BI projects are noble in intent though many managers and technical consultants ignore its implications and prerequisites – data availability and quality, cooperation, maturity, infrastructure, adequate tools and knowledge.
Data availability and quality
The problem with data starts at the source, usually ERP and other IS. In theory they should cover all the requirements existing in an enterprise, though it’s not always possible to rich that state of art. Such needs arrive to be covered by ad-hoc developed tools which often include Excel & MS Access based solutions and whose data are often difficult to integrate.
Data Quality is maybe the most ignored component in the attempt of achieving an effective BI solution. The quality of data is based primarily on the validation implemented in source systems and the mechanisms used to cleanse the data before being reported, and secondarily on the efficiency and effectiveness of existing business processes and best practices.
Data Quality must be guaranteed for accurate decisions, if the quality is not proved, no wonder that users are reluctant of using the reports! Normally the data must be validated, and for this are needed users with adequate knowledge to do that and enough data to back up the BI reports. I would advance here that each BI report needs corresponding supporting OLTP reports, a good synchronization between data sets could offer the base for an adequate validation.
The quality of decisions is based on the degree to which data were understood and presented to decisional factors, though that’s not enough; is need also a complete perspective, and maybe that’s why some professionals prefer to prepare and aggregate data by themselves, this process allowing to get a deeper feeling of what’s happening (even that’s not enough).

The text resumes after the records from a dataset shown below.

PR #5707, opened 2026-07-28
PMM-15186 Fix for invalid TLS when using change.

JiriCtvrtka:
PMM-15186

FB: https://github.com/Percona-Lab/pmm-submodules/pull/4575

**Problem**
The PR addresses four interconnected issues with pmm-admin and pmm-agent communicating over HTTPS:

Global transport mutation — Both CLIs reconfigured http.DefaultTransport in place, causing TLS settings to leak between unrelated HTTP clients.
Opaque error messages — Certificate verification failures and authentication errors surfaced as raw cryptographic errors without mentioning the --server-insecure-tls flag.
Regressions from initial fixes — The first attempt left pmm-agent still mutating the global transport, narrowed authentication hints too far, corrupted server messages, and leaked hints into JSON output.
Credential leakage — Invalid PMM Server URLs could echo plaintext passwords in logs, and nginx-error handling had no buffer bounds.
Solution Summary

The fix introduces isolated transport handling through a shared utils/apitransport package that clones transports before modification rather than mutating the global one. apitransport.SetAuth also centralizes the service_token/API-key-vs-basic-auth selection that pmm-admin and pmm-agent each reimplemented separately.

New utils/servererror utilities provide TLS certificate detection with helpful hints (WrapTLSError), distinguish authentication failures from permission errors (AuthHint), bound nginx response parsing to 64 KiB (NginxConsumer), assemble the shared consumer map both CLIs install on their transports (Consumers), and combine the TLS/nginx hint-wrapping sequence both CLIs needed (Explain) — replacing what had been several separate, drifting implementations of the same logic.

The api-tests integration-test harness, which still mutated the global transport and read nginx error bodies unboundedly, was also migrated onto apitransport/servererror, closing the one call site the original fix missed.

Error formatting preserves internal gRPC codes for diagnostic purposes while keeping JSON output unchanged. Credential redaction now covers edge cases where URLs lack // separators or contain slashes within passwords: a URL that parses with a real authority goes through url.URL.Redacted, opaque/authority-less/unparseable ones fall back to a userinfo regex, and anything still carrying an "@" that neither path can make sense of is replaced with a (redacted) placeholder rather than echoed back.

**Testing**
Comprehensive unit tests span transport isolation, URL validation, flag precedence, credential redaction (including passwords containing a slash), TLS mismatches, and nginx error handling. All builds, linting (including reviewdog/golangci-lint feedback), and race-condition tests pass.


JiriCtvrtka:
@copilot review

admin/commands/servererror_test.go
```diff
@@ -0,0 +1,128 @@
...
+		resp := agents.NewChangeAgentDefault(401)
+		resp.Payload = &agents.ChangeAgentDefaultBody{ //nolint:exhaustruct
+			Code:    13, // codes.Internal
+			Message: "Internal server error.",
+		}
+
+		e := GetError(resp)
+		assert.Equal(t, int32(13), e.GRPCCode)
+		assert.Equal(t, "Internal server error. Please check PMM Server logs.", ServerErrorMessage(e))
+	})
```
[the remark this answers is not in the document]
JiriCtvrtka: Not quite valid as written. Those constants are declared inside TestServerErrorMessage's function body, so they're not in scope for TestGetErrorFromGeneratedResponse, a separate test function.

agent/commands/setup.go
```diff
@@ -132,6 +133,36 @@ func checkStatus(configFilepath string, l *logrus.Entry) (string, bool) {
...
+	e, ok := errors.AsType[*mservice.RegisterNodeDefault](err)
+	if ok {
+		msg = e.Payload.Message
+		if e.Code() == http.StatusConflict {
+			msg += " If you want override node, use --force option"
+		}
+		// The HTTP status alone cannot tell an authentication failure apart from an
+		// internal one, since PMM Server maps several gRPC codes onto HTTP 401.
+		if hint := servererror.AuthHint(e.Code(), e.Payload.Code); hint != "" {
+			msg += "\n" + hint
```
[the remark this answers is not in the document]
JiriCtvrtka: Not really valid. The generated go-swagger client (register_node_responses.go) always does o.Payload = new(RegisterNodeDefaultBody) before returning this error type, so in the real runtime path Payload can never be nil when you get a *RegisterNodeDefault.

agent/commands/setup.go
```diff
@@ -132,6 +133,36 @@ func checkStatus(configFilepath string, l *logrus.Entry) (string, bool) {
...
+		}
+	}
+
+	if _, ok := err.(nginxError); ok { //nolint:errorlint
+		msg += ".\nPlease check pmm-managed logs."
```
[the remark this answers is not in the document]
JiriCtvrtka: Fixed.

utils/servererror/servererror.go
```diff
@@ -0,0 +1,166 @@
...
+// nginx page surfaces as an error of its own instead of as a JSON decoding failure.
+//
+// The body is trimmed: nginx pages end with a newline, which would otherwise leave a blank line
+// between the page and whatever the caller prints after it.
+func NginxConsumer() runtime.ConsumerFunc {
+	return func(reader io.Reader, _ any) error {
+		b, _ := io.ReadAll(reader)
+
+		return NginxError(strings.TrimSpace(string(b)))
+	}
```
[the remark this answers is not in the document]
JiriCtvrtka: check now

4nte (approved):

ademidoff (commented):
Code review of this branch (head `86dbd76b`): built, vetted, ran the touched packages' tests and `bin/golangci-lint` — all green, remaining lint hits are pre-existing. 12 comments below, most severe first.

**Correctness**
- `admin/commands/base/setup.go:70` — `credentialPattern` mangles host/port/path of the URL it redacts (reproduced)
- `utils/apitransport/apitransport.go:82` — cloned transport advertises h2 over ALPN with no h2 handler installed (reproduced)
- `utils/servererror/servererror.go:96` — an HTML 401/403 from a fronting proxy gets the "pmm-managed is down" hint
- `utils/servererror/servererror.go:82` — an expired certificate is reported as "self-signed or not valid for host"
- `admin/commands/base.go:137` — `GetError` can still panic on a missing/nil `Payload`

**Convention / tests / cleanup**
- `%q` in log and error messages (3 sites), `printResponse`'s `os.Exit` inside a test, `Consumers(nil)` + mutation in api-tests, an undrained response body, a single-use wrapper, and a duplicated test helper.

admin/commands/base/setup.go
```diff
@@ -31,24 +29,87 @@ import (
...
+// a string. It is a defensive final pass applied on top of structured parsing: url.URL.Redacted
+// only recognises userinfo in a properly structured "scheme://user:pass@host" URL. A URL typed
+// without "//" - a missing scheme being exactly the kind of mistake this code has to diagnose -
+// parses as opaque instead, with "user:password" sitting in Opaque, in cleartext, which
+// Redacted does not look at; a URL that fails to parse at all is not touched by it either.
+//
+// The password half deliberately allows "/": a scheme prefix such as "https:" would otherwise
+// also satisfy "name:" and swallow it into the match, but the password can legitimately contain
+// a slash, and excluding it let such a password slip through unredacted.
+var credentialPattern = regexp.MustCompile(`([^/@:\s]+):(?:[^/@\s][^@\s]*)?@`)
```
ademidoff: **`credentialPattern` corrupts the host, port and path of the URL it is redacting**

The regex runs unconditionally on `RedactDSN`'s output and treats *any* later `@` as a userinfo terminator, so it mangles the very URL this fatal log exists to help the user fix. Probed against the code on this branch:

```
"https://pmm-server:8443/v1/x@y"              -> "https://pmm-server:xxxxx@y"                  (port and path destroyed)
"https://admin:secret@pmm-server:8443/a@b"    -> "https://admin:xxxxx@pmm-server:xxxxx@b"      (second, bogus substitution
                                                                                                after RedactDSN already
                                                                                                redacted correctly)
```

A user who mistypes `--server-url` with an `@` anywhere after the authority is shown a mangled string and can't tell what they actually passed.

Suggestion: branch instead of layering — use `u.Redacted()` when `url.Parse` succeeds and `u.User != nil`, and fall back to the regex only for the opaque/unparseable cases it was written for.

utils/apitransport/apitransport.go
```diff
@@ -0,0 +1,89 @@
...
+
+// clone returns a copy of rt's HTTP transport which speaks HTTP/1.1 only. Working on a copy is
+// what keeps PMM's settings off http.DefaultTransport.
+func clone(rt *httptransport.Runtime) *http.Transport {
+	base, ok := rt.Transport.(*http.Transport)
+	if !ok {
+		panic(fmt.Sprintf("cannot configure a %T: an *http.Transport is required", rt.Transport))
+	}
+
+	httpTransport := base.Clone()
```
ademidoff, line 82: **`clone()` leaves the h2 ALPN advertisement in place while emptying `TLSNextProto`**

`http.Transport.Clone()` first runs `onceSetNextProtoDefaults` on `http.DefaultTransport`, which installs both `TLSNextProto{h2}` **and** a `TLSClientConfig{NextProtos: ["h2", "http/1.1"]}` on the global — so this package, written to keep PMM's settings off the global, still triggers that mutation — and the clone copies the config. Line 86 then empties `TLSNextProto`, but nothing clears `NextProtos`.

Probed on this branch: after `ConfigureLocal(rt)`, `rt.Transport.(*http.Transport).TLSClientConfig.NextProtos == [h2 http/1.1]` with an empty `TLSNextProto`. `Configure()` only overwrites `TLSClientConfig` for `scheme == "https"`, so this survives for `ConfigureLocal` and for `Configure(scheme != "https")`.

If such a transport ever does a TLS handshake (an `http://` server URL that redirects to `https`), the server negotiates h2, `TLSNextProto["h2"]` is absent, and net/http falls through to HTTP/1.1 framing on an h2 connection.

Suggestion: set `TLSClientConfig = nil` (or clear `NextProtos`) on the non-https path.

utils/servererror/servererror.go
```diff
@@ -0,0 +1,220 @@
...
+	return fmt.Errorf("%w.\n%s\nRe-run the command with %s to skip PMM Server TLS certificate validation, "+
+		"or configure PMM Server with a certificate valid for that host", err, reason, InsecureTLSFlag)
+}
+
+// Explain decorates err - a failure seen while contacting PMM Server that never reached its
+// API, so neither AuthHint nor a commands.ErrorResponse applies - with whichever hint fits: a
+// NginxError, when nginx answered instead of the API, gets NginxHint; anything else goes
+// through WrapTLSError, which is a no-op unless it was a certificate verification failure.
+// Host is the address the certificate was checked against.
+func Explain(err error, host string, insecureTLS bool) error {
```
ademidoff, line 96: **`NginxError` carries no HTTP status, so a 401/403 HTML page gets the "pmm-managed is down" hint**

`Explain` attaches `NginxHint` ("check pmm-managed logs, and that PMM Server is running") to *every* non-JSON response — the opposite diagnosis to the one this PR exists to give.

PMM's own nginx answers auth failures in JSON, so the shipped path is fine, but the PR's own fixture is an HTML 401: `admin/cli/cli_test.go:60` feeds `servererror.NginxError("<html><body><h1>401 Authorization Required</h1></body></html>")` through `printResponse` and asserts the pmm-managed-is-down hint. Any reverse proxy or LB in front of PMM Server that returns a plain 401/403 page — a common deployment — sends the user off to check pmm-managed logs when the real problem is their credentials or role.

Suggestion: carry the response status into `NginxError` so `Explain` can defer to `AuthHint` for 401/403.

utils/servererror/servererror.go
```diff
@@ -0,0 +1,220 @@
...
+// failures seen while certificate validation is already disabled, are returned unchanged.
+func WrapTLSError(err error, host string, insecureTLS bool) error {
+	if insecureTLS || !IsTLSCertificateError(err) {
+		return err
+	}
+
+	reason := "PMM Server TLS certificate could not be verified: it is either self-signed or not valid for the requested host."
+	if host != "" {
+		reason = fmt.Sprintf(
+			"PMM Server TLS certificate could not be verified: it is either self-signed or not valid for host %q.",
```
ademidoff: **An expired certificate is reported as "self-signed or not valid for host"**

`IsTLSCertificateError` also matches `x509.CertificateInvalidError` (expired, bad name constraints, too many intermediates) and `x509.UnknownAuthorityError`, but `WrapTLSError` emits one hardcoded sentence for all four.

Concretely: PMM Server presents a correctly-issued certificate for the right host that expired yesterday. It matches via `x509.CertificateInvalidError{Reason: x509.Expired}` — the package's own test in `utils/servererror/servererror_test.go` constructs exactly this — and the user is told the certificate is "self-signed or not valid for host pmm-server" and advised to re-run with `--server-insecure-tls`, hiding an expiry that should be renewed, not skipped.

Suggestion: derive the reason from the matched error rather than emitting one sentence for four distinct failures.

admin/commands/base.go
```diff
@@ -123,16 +123,30 @@ type ErrorResponse interface {
...
+	// the JSON output to preserve the documented shape of `pmm-admin --json` errors.
+	// PMM Server maps several gRPC codes onto HTTP 401, so Code alone cannot tell an
+	// authentication failure apart from an internal error - see ServerErrorMessage.
+	GRPCCode int32 `json:"-"`
 }
 
 // GetError converts an ErrorResponse to an Error.
 func GetError(err ErrorResponse) Error {
 	v := reflect.ValueOf(err)
 	p := v.Elem().FieldByName("Payload")
```
ademidoff, line 137: **`GetError` still dereferences a possibly-invalid `reflect.Value`, and evaluates `p.Elem()` twice**

Line 142 adds a `c.IsValid() && c.CanInt()` guard for `Code`, but `p` itself is unguarded: if an `ErrorResponse` implementation has no `Payload` field, or a nil `Payload` pointer, `p.Elem()` is the zero `Value` and `FieldByName` panics on line 138 — a panic inside error handling, i.e. exactly where pmm-admin is already in trouble.

Suggestion: hoist `pv := p.Elem()` once and guard `pv.IsValid()` before reading either field.

admin/commands/base/setup.go
```diff
@@ -67,62 +128,43 @@ func SetupClients(globalFlags *flags.GlobalFlags) {
...
-		switch globalFlags.ServerURL.Scheme {
-		case "http", "https":
-			// nothing
-		default:
-			logrus.Fatalf("Invalid PMM Server URL %q: scheme (https:// or http://) is missing.", globalFlags.ServerURL)
+		err = applyAgentServerParams(globalFlags, status)
+		if err != nil {
+			// status.ServerURL and err may both carry a password - reported by pmm-agent
+			// in the first case, embedded by url.Parse's own error text in the second.
+			logrus.Fatalf("Invalid PMM Server URL %q reported by local pmm-agent: %s.\n"+
```
ademidoff: **`%q` in log/error messages goes against the repo convention**

`AGENTS.md` (Logging, and again under Error Handling): "Don't interpolate strings with `%q` in log messages; use `%s`, or `'%s'` when the value can contain spaces."

Added by this PR:
- `admin/commands/base/setup.go:135` — `logrus.Fatalf("Invalid PMM Server URL %q reported by local pmm-agent: %s.\n"...)`
- `admin/commands/base/setup.go:145` — `logrus.Fatalf("Invalid PMM Server URL %q: %s."...)`
- `utils/servererror/servererror.go:82` — `"...not valid for host %q."`

The last one is asserted on in three tests (`not valid for host "pmm-server-second"`), so changing it means updating those assertions too.

admin/commands/base/setup.go
```diff
@@ -31,24 +29,87 @@ import (
...
+	}
 
-func (e nginxError) Error() string {
-	return "response from nginx: " + string(e)
+	return nil
 }
 
-func (e nginxError) GoString() string {
-	return fmt.Sprintf("nginxError(%q)", string(e))
+// credentialPattern matches a URL userinfo component - "user:password@" - occurring anywhere in
```
ademidoff: **Altitude: the whole redaction layer exists only to echo the user's own URL back at them**

`credentialPattern` + `sanitizeURLError` (a regex, a helper, and a new `dsnutils` dependency) are here so the fatal log can print the URL the user just typed. The diagnostic value of `Invalid PMM Server URL "<the string you just typed>"` is near zero, while it drags in three defensive layers — `RedactDSN`, a URL-shaped regex, and `*url.Error` unwrapping — each of which can fail open (see the `credentialPattern` comment above).

Suggestion: `logrus.Fatalf("Invalid PMM Server URL: %s. ...", sanitizeURLError(err))`, or at most printing `u.Scheme + "://" + u.Host`, is the smaller and strictly safer change to the underlying mechanism, and removes both helpers.

admin/cli/cli_test.go
```diff
@@ -0,0 +1,239 @@
...
+	t.Run("without --server-insecure-tls", func(t *testing.T) {
+		opts := &flags.GlobalFlags{ServerURL: cloneURL(t, serverURL)} //nolint:exhaustruct
+		base.SetupClients(opts)
+		redirectToTestServer(t, srv)
+
+		cmd := &inventory.ChangeAgentPostgresExporterCommand{AgentID: agentID} //nolint:exhaustruct
+		_, cmdErr := cmd.RunCmd()
+		require.Error(t, cmdErr)
+
+		wrapped := printResponse(opts, nil, cmdErr)
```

A BI initiative doesn’t depends only on the effort of a department (usually IT), but of the business as a whole. Unfortunately the so called partnership is more a theoretical term than a fact, same as managers’ and users involvement.
BI implementations are also dependant on consultants’ skills, the degree to which they understood business’ requirements, team’s cohesion and other project (management) related issues. Everything culminates with the knowledge transfer and training which happens to miss just because of I don’t know what occult reason.
Most of the BI tools available on the market don’t satisfy all business/users’ requirements, even if they excel in some features, they lack in others. I would say that more that one BI tool is needed to cover most of the requirements. When features are not available or they are not handy enough, there is no wonder that users prefer to use tools they already know and see the immediate benefit.
Another important consideration is that BI tools rely on a data model, often inflexible from the point of the information it provides, but also of integrating additional data sets, algorithms and customization. It’s not an accident that customers are finding the concept of data cloud more appealing – it’s a requirement for nowadays business dynamics.
Jumping over the complexity of CMM/CMMI and other such models, I would simplify and say that organizations lack in that knowledge of transforming data in knowledge, understanding it and evolving it further in wisdom and competitive advantage. Most of the fancy words used by Sales People to sell a product don’t become reality over night; of course a BI tool might have the potentiality of fulfilling such goals, though it’s a long way to go until reaching that level.
Infrastructure here refers to human and technical components and the way they interact in getting the job done. Some of the issues were already covered in the previous subsections, while many others can be subject of more elaborated work. I resume in saying that it's not only about “breaking the habits” but aligning people and technologies to the desired level of performance, of retaining and diffusing knowledge. Unfortunately we deal with too much philosophy and less action.